Old Habits Die Hard
I’m just a plainspoken Colorado criminal defense lawyer, but the way I see it…
Slavery is illegal in every country of the world. The last slave nation on earth, Mauritania, abolished the practice in 1981. But in 2014, scattered around the planet, and including in the United States, are twenty million slaves.
Twenty million.
That’s a big number. Every living soul in the state of New York. Every man, woman, and child in Australia. Every one, sold into sex, both children and adults, or forced to work through fraud, coercion or threat of violence.
It’s Twelve Years a Slave in our own time.
The Trafficking in Persons Report, published last month by this country’s Department of State, tells the stories of a few of these people:
• Of a twelve-year-old Cambodian girl whose mother took her to a local hospital to get a “certificate of virginity” so that she could be sold to pay a family debt.
• Of a U.S. runaway and the man who promised to help her and pimped her out instead, beating and threatening to kill the teenager when she refused any man forced upon her.
• Of an Indian Cinderella sold for her labor to an upscale Brahmin family who kept her locked up and rewarded her labors not with cash but with regular violent beatings.
• Of a boy inflamed by the stories of his cousin of a job to be had that would pay him in chunks of gold in the mining region of Peru, then forced to work eight months to pay off his cousin’s ”recruiting fee.”
• Of an unpaid Filipina housecleaner sold from house to house (eleven houses in all) in Saudi Arabia, beaten so severely at the last house she was deemed unsuitable for “work” and deported back home.
There are more, but the stories don’t tell the whole of it. Often these slaves are arrested by police for the things they are forced to do, then jailed, then prosecuted because police and prosecutors are trained to see the crime and not the “criminal,” then convicted, then jailed again.

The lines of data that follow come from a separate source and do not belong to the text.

PR #852, opened 2015-09-18
Remove signatures from notebooks

hunse:
As we realized in #833, notebook signatures are machine-dependent.
We might as well remove them all and keep them out (with a test)
so that they're not showing up in our diffs all the time.

`devscripts/clearoutputs.py` has been changed to remove signatures,
so it should be easy to meet this requirement when changing notebooks.

### DIFF
--- a/examples/advanced/inhibitory_gating.ipynb
+++ b/examples/advanced/inhibitory_gating.ipynb
@@ -1,7 +1,6 @@
 {
  "metadata": {
-  "name": "",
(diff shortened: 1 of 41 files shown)


tbekolay:
I believe that in Jupyter (IPython >4) signature are stored in a local database instead of the notebook, so this seems good to me! We should think about when we want to upgrade to that. Probably not for 2.1, but perhaps 2.2.

Seanny123:
LGTM, obviously.

PR #853, opened 2015-09-21
Give `assoc_mem` ensembles labels with pointer

tbekolay:
Makes it easier to see what these networks are doing in the GUI.

### DIFF
--- a/nengo/spa/assoc_mem.py
+++ b/nengo/spa/assoc_mem.py
@@ -75,6 +75,7 @@ class AssociativeMemory(Module):
         if output_vocab is None:
             output_vocab = input_vocab
             output_vectors = input_vectors
+            output_keys = input_keys
         else:
             if output_keys is None:
                 output_keys = input_keys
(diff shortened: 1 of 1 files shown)


nengo/spa/assoc_mem.py
```diff
@@ -101,6 +102,14 @@ def __init__(self, input_vocab, output_vocab=None,  # noqa: C901
                 label=label, seed=seed,
                 add_to_container=add_to_container,
                 **ens_args)
+
+            for ens, inkey, outkey in zip(
+                    self.am.ensembles, input_keys, output_keys):
```
xchoo: I think you want ```self.am.am_ensembles``` here?

tbekolay: Right you are!

Seanny123:
Where does this clarify what the networks are doing?

tbekolay:
In the GUI when you expand the AssocMem's `am` network. When I did this, I saw that it was just the default number labels that you get with an ensemble array. I wanted to make sure that the AssocMem network was using my vocabulary subset, instead of the full vocabulary; I could have counted it all up for my answer, but I figured being able to see the actual SPs being cleaned up would be better (then I could just visually scan to see if something not in my subset was there).

In general, it's not really easy to see what's going on when looking at big ensemble arrays, but I think there's not really a downside here. It's also convenient if you want to do something specific to one of your cleaned up ensembles, you can iterate through the AssocMem's list of ensemble and look for one with the right label.

Seanny123:
Thanks for explaining it to me. This commit looks good to me. Labels are pretty self-evident in their purpose, so this new block of code doesn't require a comment.

PR #855, opened 2015-09-21
Better handle large cache directories

jgosmann:
So far this contains only a small change and I'm not sure how much it helps.


jgosmann:
This implementation negatively impacts performance. The PR is superseded by #946.

Issue #802, opened 2015-08-05
Use `pytest.warns` and remove `WarningsCatcher`


tbekolay:
pytest will soon contain a `warns` method that works like `raises`, except is for warnings instead of errors. Once it is in a pytest release, we should require that version of pytest, use its implementation of `warns` where we were using `WarningsCatcher` before, and remove warnings-related code in `nengo.utils.testing`.

hunse:
This was done at some point.

PR #856, opened 2015-09-26
Fix recent TravisCI errors

tbekolay:
We were still doing `conda install ipython-notebook` when we should have been installing `jupyter`.

Unfortunately we still have two annoying errors; this is due to a [pytest regression](https://github.com/pytest-dev/pytest/issues/979) which has been [fixed in master](https://github.com/pytest-dev/pytest/pull/983). So, our options are to depends on `pytest==2.7.3` or wait for 2.8.1 to be released with the bugfix. Any preferences?

Also, this PR also removes testing in Python 3.3 (Conda thinks that Jupyter doesn't work in it) and adds testing for Python 3.5.

### DIFF
--- a/.travis.yml
+++ b/.travis.yml
@@ -34,6 +34,7 @@ matrix:
     - env: PYTHON="2.7" NUMPY="1.7"
     - env: PYTHON="2.7" NUMPY="1.8"
     - env: PYTHON="3.4"
+    - env: PYTHON="3.5"
 
 # Setup Miniconda
 before_install:
--- a/.travis.yml
+++ b/.travis.yml
@@ -9,14 +9,14 @@ env:
     - NUMPY="1.9"
     - SETUP_CMD="test -a 'nengo -n 2 -v'"
     - EXTRA_CMD=""
-    - CONDA_DEPS="matplotlib ipython-notebook pygments"
+    - CONDA_DEPS="matplotlib jupyter pygments"
     - PIP_DEPS="mistune pytest==2.7.3 pytest-xdist"
 
 matrix:
   include:
     - env: >
         PYTHON="2.6"
-        CONDA_DEPS="$CONDA_DEPS ordereddict pygments"
+        CONDA_DEPS="matplotlib ipython-notebook ordereddict pygments"
         PIP_DEPS="$PIP_DEPS counter importlib IPython==1.2.1"
     - env: >
         PYTHON="2.7"
@@ -33,7 +33,6 @@ matrix:
     - env: PYTHON="2.7" NUMPY="1.6"
     - env: PYTHON="2.7" NUMPY="1.7"
     - env: PYTHON="2.7" NUMPY="1.8"
-    - env: PYTHON="3.3"
     - env: PYTHON="3.4"
 
 # Setup Miniconda
--- a/.travis.yml
+++ b/.travis.yml
@@ -7,7 +7,7 @@ notifications:
 env:
   global:
     - NUMPY="1.9"
-    - SETUP_CMD="test -a 'nengo -n 2 -v'"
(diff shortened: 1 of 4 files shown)


hunse:
How long do you think it will be for the Pytest release? They still have a few issues on their milestone. Maybe switch to `pytest==2.7.3` for the time being.

tbekolay:
No idea. Agreed on switching it; done, tests should pass now.

Seanny123:
LGTM. BTW, `2.8.1` is supposed to be released tomorrow.

hunse:
Has anyone tried `pytest` master to see if it actually fixes our problem? I just tried it, and it still seems to have the error for me, even though the commit that purportedly fixes it is in there.

hunse:
It only has problems with the `nl` and `nl_nodirect` fixtures. If I make them using `@pytest.fixture` like we do our others, then it works, but it collects only 540 items instead of 653.

tbekolay:
From what I understand of pytest, you can't make these typical `fixtures`; we call `parametrize` on tests that have `nl` or `nl_nodirect`, a fixture can only return one thing. The thing I don't understand is why it's only a problem for those tests; there are tests in `utils/tests` that use `nl` and `nl_nodirect`, but they don't fail like these...

hunse:
It seems to depend how you load them. If you just do `py.test nengo/tests/test_solvers.py`, it works, but if you do `py.test nengo` then there's an error in `test_solvers.py`. I'm trying to create a minimal example, but no success yet. Could it be because we have multiple `conftest.py` files that load from the main one?

tbekolay:
I initially tried removing the other `conftest` files, but then nothing works. In the past, my understanding of the conftest loading what that it would traverse parent directories looking for `conftest` files, but since `tests/conftest` is in a subdirectory of a parent directory, I didn't think it got loaded. Maybe something's changed in terms of where it looks for `conftest` files?

Seanny123:
I have a silly question. What's the motivation of staying with the most
recent py.test? Are there bugs resolved or features added in the newer
version that benefit us?

hunse:
So, it seems like if you do `py.test nengo`, it crawls all directories and loads all conftest files, which is a problem for the `nl` and `nl_nodirect` fixtures (because of how they're declared). If we delete all the `conftest.py` files except the main one, it's fine when we run all the tests, but if you want to run just one file (or one directory) without a `conftest.py` in it then it's a problem (e.g. `py.test nengo/utils/tests`).

hunse:
> What's the motivation of staying with the most
recent py.test? Are there bugs resolved or features added in the newer
version that benefit us?

Yes, e.g. #802.

tbekolay:
@Seanny123: Because of the way package managers are, you can never really guarantee that the old version of something will be available to you in the forms that you want. So, if you want to stick with an old version of something semi-permanently, you have to "vendorize" it, meaning that you copy the source of the whole package into your package, which adds clutter. It also means that if they do release something you want, then you have to update your vendorized copy, which is a pain. Generally, it's more effort to decide to stick with the older version of something than it is to make things work with the newer version.

hunse:
Back to the subject at hand, even my explanation doesn't seem to fully capture the problem, because I can't reproduce it in my own little example. Something weird is going on in our project.

hunse:
The best solution I've come up with so far is having one `conftest.py` at `nengo/conftest.py`, since this is in a parent directory to everything. Not ideal, but it works.

tbekolay:
Might have to be the solution, then. All of our backends will have to update accordingly as well.

hunse:
Okay, I've found a minimal example, which I've submitted to `pytest` at pytest-dev/pytest#1082.

hunse:
When the problem I pointed out above is fixed in `pytest` master, then we should change our dependency back to the current pytest.

PR #979, opened 2016-03-09
Compatibility for nengo_lasagne

drasmuss:
Some changes I made for compatibility with the `nengo_lasagne` back end.

The first commit just separates out the code for computing gains and biases into its own function (so that I can reuse that code in `nengo_lasagne`).  Doesn't change anything in reference Nengo.

The second commit is more significant, it adds the option to pass a Distribution for the transform parameter.  This isn't a necessary feature (you could always just manually sample a correctly sized matrix from the desired distribution, and pass that instead), but it is useful (and has been desired in other cases as well #639/#942).

I would say that this is a post-2.1 change, unless someone feels strongly about having `nengo_lasagne` be compatible with 2.1.

### DIFF
--- a/nengo/builder/connection.py
+++ b/nengo/builder/connection.py
@@ -9,6 +9,7 @@ from nengo.builder.operator import (
     DotInc, ElementwiseInc, PreserveValue, Reset, SlicedCopy)
 from nengo.builder.signal import Signal
 from nengo.connection import Connection
+from nengo.dists import Distribution
 from nengo.ensemble import Ensemble, Neurons
 from nengo.exceptions import BuildError, ObsoleteError
 from nengo.neurons import Direct
@@ -165,6 +166,11 @@ def build_connection(model, conn):
     signal_size = conn.size_out
     post_slice = conn.post_slice
 
+    # Sample transform if given a distribution
+    transform = (conn.transform.sample(conn.size_out, conn.size_mid, rng=rng)
+                 if isinstance(conn.transform, Distribution) else
+                 conn.transform)
+
     # Figure out the signal going across this connection
     in_signal = model.sig[conn]['in']
     if (isinstance(conn.pre_obj, Node) or
@@ -189,13 +195,13 @@ def build_connection(model, conn):
             post_slice = Ellipsis  # don't apply slice later
             weights = decoders.T
         else:
-            weights = multiply(conn.transform, decoders.T)
+            weights = multiply(transform, decoders.T)
     else:
         in_signal = slice_signal(model, in_signal, conn.pre_slice)
 
     # Add operator for applying weights
     if weights is None:
-        weights = np.array(conn.transform)
+        weights = np.array(transform)
 
     if isinstance(conn.post_obj, Neurons):
         gain = model.params[conn.post_obj.ensemble].gain[post_slice]
--- a/nengo/builder/connection.py
+++ b/nengo/builder/connection.py
@@ -70,7 +70,7 @@ def build_linear_system(model, conn, rng):
     return eval_points, activities, targets
 
 
-def build_decoders(model, conn, rng):
+def build_decoders(model, conn, rng, transform):
     encoders = model.params[conn.pre_obj].encoders
     gain = model.params[conn.pre_obj].gain
     bias = model.params[conn.pre_obj].bias
@@ -83,7 +83,7 @@ def build_decoders(model, conn, rng):
     if conn.solver.weights:
         E = model.params[conn.post_obj].scaled_encoders.T[conn.post_slice]
         # include transform in solved weights
-        targets = multiply(targets, conn.transform.T)
+        targets = multiply(targets, transform.T)
 
     try:
         wrapped_solver = model.decoder_cache.wrap_solver(solve_for_decoders)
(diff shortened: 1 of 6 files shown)


nengo/connection.py
```diff
@@ -128,44 +128,47 @@ def validate(self, conn, function_info):
         transform = conn.transform
         size_mid = conn.size_in if function is None else size
 
-        if transform.ndim < 2 and size_mid != conn.size_out:
-            raise ValueError("function output size is incorrect; should "
-                             "return a vector of size %d" % conn.size_out)
+        if isinstance(transform, np.ndarray):
```
arvoelke: Is it right that `DistOrArrayParam` will typecast the `transform` to an `ndarray` if it's something like a 2D-list?

arvoelke:
The code looks good to me (assuming my question is right), but it's missing unit tests!

nengo/connection.py
drasmuss: Yeah, it happens in `NdarrayParam` (the parent of `DistOrArrayParam`).

Seanny123:
I have a vested interest in getting this merged to master because I'll soon be using Nengo with Lasagne. Are unit tests, formatting and rebasing all this requires?

drasmuss:
Assuming no one has any objections to the transform distribution initialization part.  That part hasn't really been battle tested, I just threw it in and tried a few examples.

nengo/builder/ensemble.py
```diff
@@ -49,6 +49,23 @@ def get_activities(model, ens, eval_points):
         x, model.params[ens].gain, model.params[ens].bias)
 
 
+def get_gain_bias(ens, rng=np.random):
```
Seanny123: Why bother extracting this into a function? This refactoring doesn't seem to be being used anywhere else in the pull request. Maybe extract it to a separate one?

arvoelke: According to the OP,
> (so that I can reuse that code in `nengo_lasagne`)

As long as there's a unit test for this new function, and for the new use case in general, I'm happy with the rest.

Seanny123: Derp. Don't know how I missed that.

drasmuss:
Rebased and added some unit tests.  I also added a changelog entry in the 2.1 section, but as I said I don't think this is critical to have in that release.

Seanny123:
LGTM

hunse:
So currently I think this will break if the transform is a distribution and you use a weight solver. That code was already pretty messy, and the distribution stuff makes it even more so, so I'm going to look at if it can be refactored easily.

hunse:
Okay, I fixed this so that transform distributions work with weight solvers.

I also added a commit to make the transform accessible in BuiltConnection. This makes sense to me because now `transform` is something that might be sampled, so users might want to know what it is independent of the weights. I think the meaning of `transform` in `BuiltConnection` is the same as it was in 2.0, so we don't have any problem there, though we might want to modify the change log since now we've removed `transform` from `BuiltConnection` and then added it back in the course of 2.1 development.

nengo/builder/connection.py
```diff
@@ -169,7 +171,7 @@ def get_prepost_signal(is_pre):
     # Sample transform if given a distribution
     transform = (conn.transform.sample(conn.size_out, conn.size_mid, rng=rng)
                  if isinstance(conn.transform, Distribution) else
-                 conn.transform)
+                 np.array(conn.transform))
```
drasmuss: The only reason to make a copy here is so that if someone accesses `BuiltConnection.transform` it isn't aliased with the `Connection.transform` right?  Just wondering if we could mark it as readonly or something instead, to cut down on memory usage (since these could be large arrays).

hunse: So that's the side benefit. The main reason we want the copy is so that if we're doing something that doesn't have an ensemble as the pre, the transform simply becomes `weights`, and then we don't want our weights signal value to be a view on `conn.transform`.

hunse: The code used to try to be super smart about this, and only made the copy if we were not in that case where we were solving for decoders. But it made things a bit more complicated to read, and I also wanted to avoid making a copy of the sampled distribution, since that's extra computation (though arguably memory savings are more important). And then I realized that if we're storing it in BuiltConnection, it would be nice to have a copy anyway, and so that convinced me that it's fine to just make a copy right off the bat. A readonly view is a possibility, though the thing I always worry about is a user creates an array, sets it to be the transform, then modifies the original array. There's no way that we can set the user's view on their array to be readonly, so they'll always be able to do this. But maybe that's their own damn fault? There are definitely arguments for saving memory, especially when these transforms are in neuron->neuron connections and therefore possibly very large. Could we have an rc setting that copies by default, but the user can advise to not copy if they need the memory?

drasmuss: Ah yeah I see, you just moved the copy from line 204 to here.  So we'll end up with an extra copy of the transform in the `pre==Ensemble` case, but in that case the transform is probably pretty small so it doesn't really matter.

drasmuss:
Those changes all look good to me.

nengo/builder/connection.py
drasmuss: Sorry commented on your first post before reading the second.  Yeah, I think it's easiest/clearest to just do the copy here.  But that'd be a nice wishlist item, a config setting that'd act like a compiler flag to optimize for memory usage.

hunse:
All looks good to me, too. I checked the changelog, and even though we've added `transform` back into BuiltConnection, that wasn't referenced specifically so it reads fine as-is.

@tbekolay, do you want to do the honours, since my hands are on this now too? I figured we would get this into 2.1, because it might be nice to have it and the changelog entry is already under 2.1 :)

tbekolay:
Yep, I'll take a last look and then merge :)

The State Department report acknowledges this is common practice in our own justice system.
Sometimes, police moonlight as security for the very businesses that engage in human trafficking, a kind of double protection for the traffickers because one cop tends to look away from the actions of a fellow officer.
And all this goes on with the full knowledge of the governments of the world, a fair number of which don’t care and some of which at least tolerate, if not encourage, the traffic. Hell, some congressmen, senators, and even presidents of our world nations — again including the United States — are beneficiaries of human trafficking.
The United States, where every year 100,000 children are trafficked for sex, says all these nations need to do more to curb the trade.
Some truths we hold to be self-evident.